-- Exercise details --
Find the line with "Tests for other" in the records below. Copy it and every line after it, up to and including the line with "ancaantochi: >IBackupRestore [](start".

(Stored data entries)
PR #1759, opened 2019-09-26
Add support for backup and restore of in-memory db stores.

shantanu1singh:
EdgeAgent and EdgeHub currently support an in-memory only store which can be enabled by setting the `UsePersistentStorage` configuration flag to `false` in the module’s configuration.

With this change, this in-memory store will be backed up on graceful shutdown and restored from on the next startup. This will help customers leverage the benefits of an in-memory only store (thus limiting disk writes) and not lose messages when a module is killed or the device restarts.

The feature can be enabled by setting the `EnableNonPersistentStorageBackup` environment variable to `true`. 

A host disk-mapped folder can be mounted into the container to be used for storing backups and the path to it will have to be specified using the `BackupFolder` environment variable with its value equal to the path of the backup folder within the container (as specified in the volume mount).

If a backup folder is not explicitly specified, the backups will be created on the container's file system instead.


edge-util/src/Microsoft.Azure.Devices.Edge.Storage/InMemoryDbStoreProvider.cs
```diff
@@ -1,18 +1,100 @@
...
+            if (useBackupAndRestore)
+            {
+                string backupPathValue = this.backupPath.Expect(() => new ArgumentException($"The value of {nameof(backupPath)} needs to be specified if backup and restore is enabled."));
+                Preconditions.CheckNonWhiteSpace(backupPathValue, nameof(backupPath));
+
+                this.RestoreDb(backupPathValue);
+            }
+        }
+
+        private void RestoreDb(string backupPath)
```
varunpuranik: async?

edge-util/src/Microsoft.Azure.Devices.Edge.Storage/InMemoryDbStoreProvider.cs
```diff
@@ -1,18 +1,100 @@
...
+
+            if (!File.Exists(backupMetadataFilePath))
+            {
+                Events.NoBackupsForRestore();
+                return;
+            }
+
+            try
+            {
+                using (StreamReader file = File.OpenText(backupMetadataFilePath))
```
varunpuranik: Nit: feels like we should make it async, or just use ReadAllText (should be small, right?)

edge-util/src/Microsoft.Azure.Devices.Edge.Storage/InMemoryDbStoreProvider.cs
```diff
@@ -1,18 +1,100 @@
...
+                {
+                    JsonSerializer serializer = new JsonSerializer();
+                    BackupMetadataList backupMetadataList = (BackupMetadataList)serializer.Deserialize(file, typeof(BackupMetadataList));
```
varunpuranik: Why do you have a list of metadata here? Shouldn't it be only one? (per your design doc)

edge-util/src/Microsoft.Azure.Devices.Edge.Storage/InMemoryDbStoreProvider.cs
```diff
@@ -24,9 +106,225 @@ public void RemoveDbStore(string partitionName)
             this.partitionDbStoreDictionary.TryRemove(partitionName, out IDbStore _);
         }
 
+        public void Close()
+        {
+            this.CloseAsync().Wait();
```
varunpuranik: Don't do Wait().. 
Can you simply not have a sync Close() and only have CloseAsync()

edge-util/src/Microsoft.Azure.Devices.Edge.Storage/InMemoryDbStoreProvider.cs
```diff
@@ -1,18 +1,100 @@
...
+    using System.Collections.Generic;
+    using System.IO;
+    using System.Linq;
+    using System.Threading.Tasks;
     using Microsoft.Azure.Devices.Edge.Util;
+    using Microsoft.Extensions.Logging;
+    using Newtonsoft.Json;
+    using Newtonsoft.Json.Converters;
 
     public class InMemoryDbStoreProvider : IDbStoreProvider
```
varunpuranik: As an overall approach, I think we should have a separate class that takes care of BackupAndRestore - 
Takes in a IDictionary or KeyedCollection and backs it up, or reads from the backup and returns a list of Dictionaries or KeyedCollections. 
These can then be used to populate and backup the DB. 
That will allow us to separate the logic, and test/maintain/replace it more easily. 
Note that we should still use decorator pattern - but it will simply call the Backup and Resotre apis on this interface.

edge-hub/src/Microsoft.Azure.Devices.Edge.Hub.Service/Program.cs
```diff
@@ -22,7 +23,7 @@ namespace Microsoft.Azure.Devices.Edge.Hub.Service
 
     public class Program
     {
-        static readonly TimeSpan ShutdownWaitPeriod = TimeSpan.FromSeconds(20);
+        static readonly TimeSpan ShutdownWaitPeriod = TimeSpan.FromSeconds(60);
```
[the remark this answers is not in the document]
shantanu1singh: We can. It'll only be used when somehow EdgeHub is taking greater than 60 seconds to clean up for some customer. Is that a good enough reason?

edge-hub/src/Microsoft.Azure.Devices.Edge.Hub.Service/Program.cs
```diff
@@ -102,8 +103,10 @@ static async Task<int> MainAsync(IConfigurationRoot configuration)
                 await protocolHead.StartAsync();
                 await Task.WhenAny(cts.Token.WhenCanceled(), renewal.Token.WhenCanceled());
                 logger.LogInformation("Stopping the protocol heads...");
-                await Task.WhenAny(protocolHead.CloseAsync(CancellationToken.None), Task.Delay(TimeSpan.FromSeconds(10), CancellationToken.None));
+                await protocolHead.CloseAsync(CancellationToken.None);
```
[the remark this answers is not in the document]
shantanu1singh: Yeah, I removed it because we were already waiting for 60 seconds before shutting the app down in ShutdownHandler so another artificial wait here doesn't make much sense? 

I also wanted the Db store provider to be closed only after the protocol heads are closed so that backup and restore occurs only after the protocol heads are closed to prevent cases where we don't backup some messages.

edge-hub/src/Microsoft.Azure.Devices.Edge.Hub.Service/Program.cs
```diff
@@ -102,8 +103,10 @@ static async Task<int> MainAsync(IConfigurationRoot configuration)
...
                 logger.LogInformation("Protocol heads stopped.");
+
+                CloseDbStoreProvider(container);
```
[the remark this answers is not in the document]
shantanu1singh: Not sure what you mean by implicitly? We would need to make a call to Close somewhere and I thought we had decided on calling Close directly after the protocol heads were closed?

edge-util/src/Microsoft.Azure.Devices.Edge.Storage/InMemoryDbStore.cs
```diff
@@ -17,12 +21,51 @@ class InMemoryDbStore : IDbStore
...
 
-        public InMemoryDbStore()
+        public InMemoryDbStore(string dbName)
         {
+            Preconditions.CheckNonWhiteSpace(dbName, nameof(dbName));
+            this.dbName = dbName;
             this.keyValues = new ItemKeyedCollection(new ByteArrayComparer());
         }
 
+        public InMemoryDbStore(string dbName, string backupPath)
```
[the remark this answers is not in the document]
shantanu1singh: Sure, I'll change it

edge-util/src/Microsoft.Azure.Devices.Edge.Storage/InMemoryDbStore.cs
```diff
@@ -17,12 +21,51 @@ class InMemoryDbStore : IDbStore
...
+            string backupFileName = HttpUtility.UrlEncode(dbName);
+            string dbBackupPath = Path.Combine(backupPath, $"{backupFileName}.bin");
+            if (!File.Exists(dbBackupPath))
+            {
+                throw new IOException($"The backup data for database {dbName} doesn't exist.");
+            }
+
+            try
+            {
+                using (FileStream file = File.OpenRead(dbBackupPath))
```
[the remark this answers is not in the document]
shantanu1singh: All backups are cleaned up after restore in the `RestoreDb` method of `InMemoryDbStoreProvider`

edge-util/src/Microsoft.Azure.Devices.Edge.Storage/InMemoryDbStoreProvider.cs
shantanu1singh: I have a list here so as to support multiple backups in the future with ease. It wasn't adding a whole lot of bloat to the design so I decided on doing that. The design doc does indicate that we are keeping a list

edge-util/src/Microsoft.Azure.Devices.Edge.Storage/InMemoryDbStoreProvider.cs
shantanu1singh: Sure, I'll take a stab at it and update the PR

edge-hub/src/Microsoft.Azure.Devices.Edge.Hub.Service/Program.cs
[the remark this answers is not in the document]
shantanu1singh: Made it configurable now.

edge-util/src/Microsoft.Azure.Devices.Edge.Storage/InMemoryDbStoreProvider.cs
shantanu1singh: Yep should be small. Changed to ReadAllText.

edge-util/src/Microsoft.Azure.Devices.Edge.Storage/InMemoryDbStoreProvider.cs
shantanu1singh: Done, made all of it async

edge-util/src/Microsoft.Azure.Devices.Edge.Storage/InMemoryDbStore.cs
```diff
@@ -186,6 +262,8 @@ public ItemKeyedCollection(IEqualityComparer<byte[]> keyEqualityComparer)
                 .Select(i => (i.Key, i.Value))
                 .ToList();
 
+            internal IList<Item> AllItems => this.Items;
```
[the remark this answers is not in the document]
shantanu1singh: Exposing the items through this property so that it can be used for serialization using ProtoBuf when backups are created. Added a comment to state the same.

`ItemList` creates another list that has a tuple type instead of using `Item` directly which makes it tricky to add ProtoBuf annotations to the type.

edge-util/src/Microsoft.Azure.Devices.Edge.Storage/InMemoryDbStoreProvider.cs
```diff
@@ -1,18 +1,100 @@
...
         readonly ConcurrentDictionary<string, IDbStore> partitionDbStoreDictionary = new ConcurrentDictionary<string, IDbStore>();
+        readonly Option<string> backupPath;
+        readonly bool useBackupAndRestore;
+
+        public InMemoryDbStoreProvider()
+            : this(Option.None<string>(), false)
+        {
+        }
+
+        public InMemoryDbStoreProvider(Option<string> backupPath, bool useBackupAndRestore)
```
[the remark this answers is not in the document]
shantanu1singh: Created `InMemoryDbStoreWithBackupRestore` to follow the decorator pattern

edge-util/src/Microsoft.Azure.Devices.Edge.Storage/InMemoryDbStore.cs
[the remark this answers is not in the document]
shantanu1singh: Created `InMemoryDbStoreWithBackupRestore` to follow the decorator pattern

edge-util/src/Microsoft.Azure.Devices.Edge.Storage/InMemoryDbStoreProvider.cs
shantanu1singh: Updated the PR using the decorator pattern for DbStoreProvider.

Abstracted the backup and restore of both DBStores and the data specifically using the IDbStoreBackupRestore and IBackupRestore interfaces. This way the individual components can be replaced as needed.

edge-util/src/Microsoft.Azure.Devices.Edge.Storage/InMemoryDbStore.cs
```diff
@@ -17,12 +21,51 @@ class InMemoryDbStore : IDbStore
...
+        {
+            Preconditions.CheckNonWhiteSpace(dbName, nameof(dbName));
+            Preconditions.CheckNonWhiteSpace(backupPath, nameof(backupPath));
+            this.dbName = dbName;
+            this.keyValues = new ItemKeyedCollection(new ByteArrayComparer());
+
+            this.RestoreDb(dbName, backupPath);
+        }
+
+        private void RestoreDb(string dbName, string backupPath)
```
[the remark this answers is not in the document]
shantanu1singh: I have made this async but the ProtoBuf serialization libraries currently don't have async methods that we can leverage.

That being said, we could use Task.Run() to asynchronize the deserialization operation and wait for it later but I wasn't sure how useful that would be. Thoughts?

edge-util/src/Microsoft.Azure.Devices.Edge.Storage/InMemoryDbStore.cs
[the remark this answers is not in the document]
shantanu1singh: Not needed anymore with the new changes on the PR

edge-util/src/Microsoft.Azure.Devices.Edge.Storage/InMemoryDbStoreProvider.cs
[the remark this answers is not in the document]
shantanu1singh: Using a decorator pattern now for all `IDbStoreProvider` instances in general.

edge-hub/src/Microsoft.Azure.Devices.Edge.Hub.Service/DependencyManager.cs
```diff
@@ -259,6 +264,19 @@ string GetStoragePath()
...
         }
 
+        string GetStorageBackupPath()
+        {
+            string baseBackupStoragePath = this.configuration.GetValue<string>("backupFolder");
+            if (string.IsNullOrWhiteSpace(baseBackupStoragePath) || !Directory.Exists(baseBackupStoragePath))
+            {
+                baseBackupStoragePath = Path.GetTempPath();
+            }
+
```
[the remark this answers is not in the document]
shantanu1singh: The logger factory isn't registered on the container by the time this code block is executed so it'll be a little tricky to add logging. I'll keep it this way for now given we don't have logging for when the 'Temp' path is used for 'StorageFolder' either

edge-util/src/Microsoft.Azure.Devices.Edge.Storage/InMemoryDbStoreProvider.cs
```diff
@@ -24,9 +106,225 @@ public void RemoveDbStore(string partitionName)
...
+                catch (IOException exception)
+                {
+                    Events.BackupFailure($"The backup operation failed with error ${exception}.");
+
+                    // Clean up any artifacts of the attempted backup.
+                    CleanupKnownBackups(backupPathValue, backupMetadataList);
+                }
+            }
+        }
+
```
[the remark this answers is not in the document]
shantanu1singh: This code isn't there anymore but I have moved the backup specific code in the `CloseAsync` implementation of `DbStoreProviderWithBackupRestore` to a separate `BackupAsync` method instead

edge-hub/src/Microsoft.Azure.Devices.Edge.Hub.Service/Program.cs
```diff
@@ -102,8 +103,10 @@ static async Task<int> MainAsync(IConfigurationRoot configuration)
                 await protocolHead.StartAsync();
                 await Task.WhenAny(cts.Token.WhenCanceled(), renewal.Token.WhenCanceled());
                 logger.LogInformation("Stopping the protocol heads...");
-                await Task.WhenAny(protocolHead.CloseAsync(CancellationToken.None), Task.Delay(TimeSpan.FromSeconds(10), CancellationToken.None));
```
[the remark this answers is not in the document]
shantanu1singh: Yeah, I removed it because we were already waiting for 60 seconds before shutting the app down in ShutdownHandler so another artificial wait here doesn't make much sense? 

I also wanted the Db store provider to be closed only after the protocol heads are closed so that backup and restore occurs only after the protocol heads are closed to prevent cases where we don't backup some messages

edge-util/src/Microsoft.Azure.Devices.Edge.Storage.RocksDb/DbStoreProvider.cs
```diff
@@ -71,6 +74,11 @@ public void RemoveDbStore(string partitionName)
             }
         }
 
+        public void Close()
+        {
+            // No-op.
```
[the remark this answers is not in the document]
shantanu1singh: The reason behind adding a CloseAsync method is to execute the backup process as part of shutting down gracefully. 

We didn't want to put it in the Dispose() method because that is traditionally used to *just* dispose resources (such as unmanaged handles) instead of executing product code such as backup. Introductions of new bugs that prevent the execution of the Dispose() method of DbStoreProvider(s) are likely as the disposal execution chain might not be executed due to an upstream consumer not calling it explicitly.

edge-util/src/Microsoft.Azure.Devices.Edge.Storage/DbStoreProviderWithBackupRestore.cs
```diff
@@ -0,0 +1,353 @@
...
+                // Clean up any restored state in the dictionary if the backup fails midway.
+                foreach (string store in this.dbStores.ToList())
+                {
+                    this.RemoveDbStore(store);
+                }
+
+                this.RemoveDbStore();
+
+                // Delete all backups as the last backup itself is corrupt.
+                this.CleanupAllBackups(this.backupPath);
```
vipeller: Maybe it is valid to clean up after a non IO/JSonException, too, and the CleanupAllBackups() could go into finaly?

edge-util/src/Microsoft.Azure.Devices.Edge.Storage/DbStoreProviderWithBackupRestore.cs
```diff
@@ -0,0 +1,353 @@
...
+            }
+            catch (Exception exception) when (
+            exception is IOException
+            || exception is JsonException)
+            {
+                this.events.BackupFailure($"The backup operation failed with error ${exception}.");
+
+                // Clean up any artifacts of the attempted backup.
+                this.CleanupKnownBackups(this.backupPath, backupMetadataList);
+            }
```
vipeller: Similar as above, does it matter what sort of exception it is? (even if nothing else can come in theory)

edge-util/src/Microsoft.Azure.Devices.Edge.Storage/DbStoreProviderWithBackupRestore.cs
shantanu1singh: Yeah, sounds good. I'll change it

edge-util/src/Microsoft.Azure.Devices.Edge.Storage/DbStoreProviderWithBackupRestore.cs
shantanu1singh: Yeah, sounds good. I'll change it

edge-util/src/Microsoft.Azure.Devices.Edge.Storage/DbStoreProviderWithBackupRestore.cs
shantanu1singh: Yeah, sounds good. I'll change it

edge-agent/src/Microsoft.Azure.Devices.Edge.Agent.Service/modules/AgentModule.cs
```diff
@@ -134,9 +140,22 @@ protected override void Load(ContainerBuilder builder)
...
+                builder.Register(c => new ProtoBufBackupRestore())
+                    .As<IBackupRestore>()
+                    .SingleInstance();
+
+                // Backup and restore of IDbStore.
+                builder.Register(c => new DbStoreBackupRestore(c.Resolve<IBackupRestore>()))
+                    .As<IDbStoreBackupRestore>()
+                    .SingleInstance();
+            }
+
```
vipeller: Does it cause any problem if these get registered with feature off? (don't change the code if not, just asking)

shantanu1singh: Nope, it won't cause any issues. Just that an instance will be created and never be used.

edge-util/src/Microsoft.Azure.Devices.Edge.Storage/DbStoreProviderWithBackupRestore.cs
```diff
@@ -0,0 +1,351 @@
...
+        }
+
+        private void CleanupAllBackups(string backupPath)
+        {
+            DirectoryInfo backupDirInfo = new DirectoryInfo(backupPath);
+            foreach (FileInfo file in backupDirInfo.GetFiles())
+            {
+                file.Delete();
+            }
```
vipeller: maybe catch all exceptions and continue the loop? I can imagine somehow a restricted file or directory gets there accidentally and then the backup files never will be deleted because this loop exist with an exception?

shantanu1singh: Yep, sounds good. We can log when we fail to delete some of the files in there. I'll make that change.

edge-util/test/Microsoft.Azure.Devices.Edge.Storage.Test/DbStoreBackupRestoreTest.cs
```diff
@@ -0,0 +1,105 @@
...
+        }
+
+        ~DbStoreBackupRestoreTest()
+        {
+            if (!string.IsNullOrWhiteSpace(this.backupFolder) && Directory.Exists(this.backupFolder))
+            {
+                Directory.Delete(this.backupFolder, true);
+            }
+        }
+
```
vipeller: is creating a backup folder here a forgotten copy/paste code? I don't see it being used below. Also, I don't see the tests in this source super-useful, it doesn't check higher level behavior, but very low-level implementation specific things like call forwarding and parameter checking.

edge-util/src/Microsoft.Azure.Devices.Edge.Storage/DbStoreProviderWithBackupRestore.cs
```diff
@@ -0,0 +1,351 @@
...
+                // Delete all other backups as we've either:
+                // 1. Restored successfully.
+                // 2. Failed during restore which would indicate a bad backup.
+                this.CleanupAllBackups(this.backupPath);
+            }
+        }
+
+        public override IDbStore GetDbStore(string partitionName)
+        {
+            this.dbStores.Add(partitionName);
```
ancaantochi: This should be a concurrent collection

edge-util/src/Microsoft.Azure.Devices.Edge.Storage/DbStoreProviderWithBackupRestore.cs
```diff
@@ -0,0 +1,351 @@
...
+                        {
+                            dbStore = this.GetDbStore(store);
+                        }
+                        else
+                        {
+                            dbStore = this.GetDbStore();
+                        }
+
+                        await this.dbStoreBackupRestore.RestoreAsync(store, dbStore, latestBackupDirPath);
+                    }
```
ancaantochi: I think it should not pass the dbStore and add items to it in the RestoreAsync, but return the items that were restored and the code that iterates over the items to add them to be moved here

edge-util/src/Microsoft.Azure.Devices.Edge.Storage/DbStoreProviderWithBackupRestore.cs
```diff
@@ -0,0 +1,351 @@
...
+            if (!File.Exists(backupMetadataFilePath))
+            {
+                this.events.NoBackupsForRestore();
+                return;
+            }
+
+            try
+            {
+                string fileText = File.ReadAllText(backupMetadataFilePath);
+                BackupMetadataList backupMetadataList = JsonConvert.DeserializeObject<BackupMetadataList>(fileText);
```
ancaantochi: Code that is related to IO and deserialization I think it should be moved to dbStoreBackupStore

edge-util/test/Microsoft.Azure.Devices.Edge.Storage.Test/DbStoreBackupRestoreTest.cs
shantanu1singh: Ah yes, looks like I missed removing the code blocks in the constructor and dispose.

Yes, I added those tests to provide code coverage. The code in the target source class itself is minimal and I wanted the unit test to only be localized to testing what only the source class itself is doing.

Tests for other classes cover high-level behavior.

edge-util/src/Microsoft.Azure.Devices.Edge.Storage/IBackupRestore.cs
```diff
@@ -0,0 +1,12 @@
+// Copyright (c) Microsoft. All rights reserved.
+namespace Microsoft.Azure.Devices.Edge.Storage
+{
+    using System.Threading.Tasks;
+
+    public interface IBackupRestore
```
ancaantochi: >IBackupRestore [](start = 21, length = 14)

I think it should be a distinction in the name for IBackupRestore and IDbBackupRestore. IBackupRestore it seems the it contains the serialization algorithm, maybe add something like that to the name

edge-util/src/Microsoft.Azure.Devices.Edge.Storage/BackupRestoreUtil.cs
```diff
@@ -0,0 +1,23 @@
+// Copyright (c) Microsoft. All rights reserved.
```
ancaantochi: Is this needed? It seesm that IBackupRestore implementation could have a property for the SerializationFormat

edge-util/src/Microsoft.Azure.Devices.Edge.Storage/DbStoreProviderWithBackupRestore.cs
shantanu1singh: Changed to ConcurrentDictionary with a single dummy byte as value

edge-util/test/Microsoft.Azure.Devices.Edge.Storage.Test/DbStoreBackupRestoreTest.cs
shantanu1singh: Removed this test class and its target source completely

edge-util/src/Microsoft.Azure.Devices.Edge.Storage/BackupRestoreUtil.cs
shantanu1singh: Good point, changed IBackupRestore or rather IDataBackupRestore (new name) to have a format property that returns this instead.

edge-util/src/Microsoft.Azure.Devices.Edge.Storage/IBackupRestore.cs
shantanu1singh: Renamed IBackupRestore to IDataBackupRestore and removed IDbBackupRestore and IDbStoreBackupRestore

edge-util/src/Microsoft.Azure.Devices.Edge.Storage/DbStoreProviderWithBackupRestore.cs
shantanu1singh: DbStoreBackupRestore has been removed as per our conversation and all that code has been moved to DbStoreProviderWithBackupRestore

edge-util/src/Microsoft.Azure.Devices.Edge.Storage/DbStoreProviderWithBackupRestore.cs
shantanu1singh: Removed DbStoreBackupRestore and moved it's code to DbStoreProviderWithBackupRestore as per our discussion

-- Answer for the task --
Tests for other classes cover high-level behavior.

edge-util/src/Microsoft.Azure.Devices.Edge.Storage/IBackupRestore.cs
```diff
@@ -0,0 +1,12 @@
+// Copyright (c) Microsoft. All rights reserved.
+namespace Microsoft.Azure.Devices.Edge.Storage
+{
+    using System.Threading.Tasks;
+
+    public interface IBackupRestore
```
ancaantochi: >IBackupRestore [](start = 21, length = 14)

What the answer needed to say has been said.